>>

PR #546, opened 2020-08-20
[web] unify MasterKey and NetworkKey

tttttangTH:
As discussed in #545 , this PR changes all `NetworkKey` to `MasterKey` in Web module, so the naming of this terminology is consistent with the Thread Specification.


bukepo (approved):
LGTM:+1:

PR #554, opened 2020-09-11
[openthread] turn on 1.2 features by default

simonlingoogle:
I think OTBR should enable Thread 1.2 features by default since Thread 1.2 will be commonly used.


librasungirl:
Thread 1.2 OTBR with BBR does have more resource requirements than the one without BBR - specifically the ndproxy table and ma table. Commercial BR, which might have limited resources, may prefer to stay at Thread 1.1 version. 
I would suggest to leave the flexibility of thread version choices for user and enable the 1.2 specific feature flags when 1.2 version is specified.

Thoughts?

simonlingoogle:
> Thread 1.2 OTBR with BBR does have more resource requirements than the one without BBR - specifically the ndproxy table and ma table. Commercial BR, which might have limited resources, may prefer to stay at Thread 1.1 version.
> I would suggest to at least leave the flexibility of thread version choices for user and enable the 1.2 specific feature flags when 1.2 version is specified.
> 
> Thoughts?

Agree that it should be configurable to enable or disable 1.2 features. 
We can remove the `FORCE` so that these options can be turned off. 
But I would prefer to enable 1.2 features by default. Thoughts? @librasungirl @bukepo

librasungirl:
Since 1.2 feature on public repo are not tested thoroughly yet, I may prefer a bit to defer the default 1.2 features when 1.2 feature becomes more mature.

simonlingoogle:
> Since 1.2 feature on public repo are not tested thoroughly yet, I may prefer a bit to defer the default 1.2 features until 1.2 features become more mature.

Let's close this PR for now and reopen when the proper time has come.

<<

### AIM OF THE TASK
Above are some records; copy each line there that contains "resources".

### EXERCISE SOLUTION
Thread 1.2 OTBR with BBR does have more resource requirements than the one without BBR - specifically the ndproxy table and ma table. Commercial BR, which might have limited resources, may prefer to stay at Thread 1.1 version. 
> Thread 1.2 OTBR with BBR does have more resource requirements than the one without BBR - specifically the ndproxy table and ma table. Commercial BR, which might have limited resources, may prefer to stay at Thread 1.1 version.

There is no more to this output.